I have a close friend who I was involved with many, many moons ago. We've now known each other for about 10 years, and we are very close. We talk to each other most days, and make a point of doing so. We talk about everything and we're both exceptionally sexual people, and very open minded. There isn't much in this world we haven't discussed as a possibility and when either of us is considering something new, we bounce it off the other before heading off into the wilderness with our respective partners.
He came home from school in the spring, we hung out. We talked about his girlfriend who he was breaking up with, life, him moving home this summer, and everything that we've missed in each other's lives since we've not seen each other. We had a few drinks, cooked some ribs, had a few more drinks, a girlfriend of mine showed up, we had some more drinks.
<<>>
The three of us found ourselves in bed. This wasn't anyone's first rodeo in threesome arena, so no issues that way. We had a good time.
Suddenly, a moment of clarity. He misses her. He calls her. She loses her head. It all goes downhill from there. He spends the next hour fighting and making up with her while pacing around the yard and talking on his cell phone. I am violently ill from the vat of wine that I've consumed. The second girl was laying in bed whining about me not coming to cuddle with her (not my scene.)
He sleeps in the spare room. I sleep in my room. She goes home.
The next day, I get up, he wakes up and we have a very brief conversation about the events of the previous night, none of which are very clear to any of us, and then he high tails it home. We're all feeling a little sheepish about the night's events and about things getting out of hand. I decide to give it some time.
A few days later, I see him pop online for about 10 seconds before he disappears. Strange, but I don't think much of it. Then I go to his facebook page, but we're not linked on there anymore. It dawns on me. I've been cut, and it hurts.

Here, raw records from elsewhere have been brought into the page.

PR #223, opened 2018-05-27
Ajc doc gather

ambrosejcarr:
- Add docstring to `munge.gather`
- Rename `gather -> melt` since that's what it's calling
- Clarify how args relate to `pd.melt`, that it wraps. 
- Use kwargs when calling melt to clarify outcome of calling the function. 

N.B.  `starfish/spots/gaussian.py` is unchanged because it's vestigial and removed in #222

### DIFF
--- a/starfish/munge.py
+++ b/starfish/munge.py
@@ -1,3 +1,5 @@
+from typing import Any, Iterable
+
 import numpy as np
 import pandas as pd
 import regional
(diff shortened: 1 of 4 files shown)


starfish/munge.py
```diff
@@ -30,12 +32,64 @@ def scale(stack, metric, clip=False):
     return list_to_stack(res)
 
 
-def gather(df, key, value, cols):
-    id_vars = [col for col in df.columns if col not in cols]
-    id_values = cols
-    var_name = key
-    value_name = value
-    return pd.melt(df, id_vars, id_values, var_name, value_name)
+def melt(df: pd.DataFrame, new_index_name: Any, new_value_name: Any, melt_columns: Iterable) -> pd.DataFrame:
```
ttung: melt_columns is not Iterable[str]?

(i actually don't know, and am too lazy to check)

starfish/munge.py
```diff
@@ -30,12 +32,64 @@ def scale(stack, metric, clip=False):
...
+
+    Columns in `melt_columns` are aggregated into a new column. Their identifiers are stored together in a column
+    whose index is `new_index_name`, and their values are stored together in a column whose name is `new_value_name`
+
+    Parameters
+    ----------
+    df : pd.DataFrame
+        The DataFrame to melt
+    new_index_name : Any
+        The name of the index column that will be created (typically a str)
```
ttung: weird, people have non-str column names?

starfish/munge.py
```diff
@@ -30,12 +32,64 @@ def scale(stack, metric, clip=False):
...
+
+    melted = pd.melt(
+        df,
+        id_vars=id_vars,
+        value_vars=melt_columns,
+        var_name=new_index_name,
+        value_name=new_value_name
+    )
+
+    # melt does not know the dtypes of the new columns, but pandas can normally guess them
```
ttung: so there isn't a better solution than this?

ambrosejcarr: I haven't been able to find one with my feeble googling. I did at least move it inside the function so the problem is bounded to this one function. 

Related: My RFC would blow away this function.

starfish/munge.py
ambrosejcarr: Yea, sometimes people will use integers. Pandas supports anything.

PR #224, opened 2018-05-28
Ajc pixel decoder pipeline component

ambrosejcarr:
- Exchange pixel encoder and decoder for a single pipeline component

We don't talk for a few months, but it has been weighing on my mind. I feel like shit because things got out of hand, and now I've lost someone who was such a huge part of my life.
I am really mad at myself, I resent him for how he handled it and I feel betrayed because I thought that we had more than one mistake.
Today, I had a really shitty day, one of those days when you need the people you lean on, and who lean on you around.
So I gave in. I reached out. I sent him a text. I called him out on how he handled it, made my apologies and identified that I didn't even know if he had moved home and changed his number and I might be too late.
I sent: I doubt that this is your number anymore, but if it is, I want you to know that the whole thing was stupid and that I didn't intend for that to happen. We're all equally responsible, but I'm sorry just the same. On the other hand, disappearing like you did solves nothing. I hope the rest of your semester went well.
I didn't hear anything for a couple of hours, and I was devastated. I thought that he might still be mad, or that I really had waited too long.
My phone chirps: I handled it badly, it was a huge dick move. She lost her mind and made me erase every trace of you. I'm moving home next week, and I'd like to work it out. I would hate to lose you. She's not worth it if it costs me our relationship, but I didn't know how to reach out. I'm glad you did. I'm sorry.
On a really hard day, I stood in a park and smiled.
Moral of the story: No mistake is too big, if you're willing to take a chance, reach out, and make amends.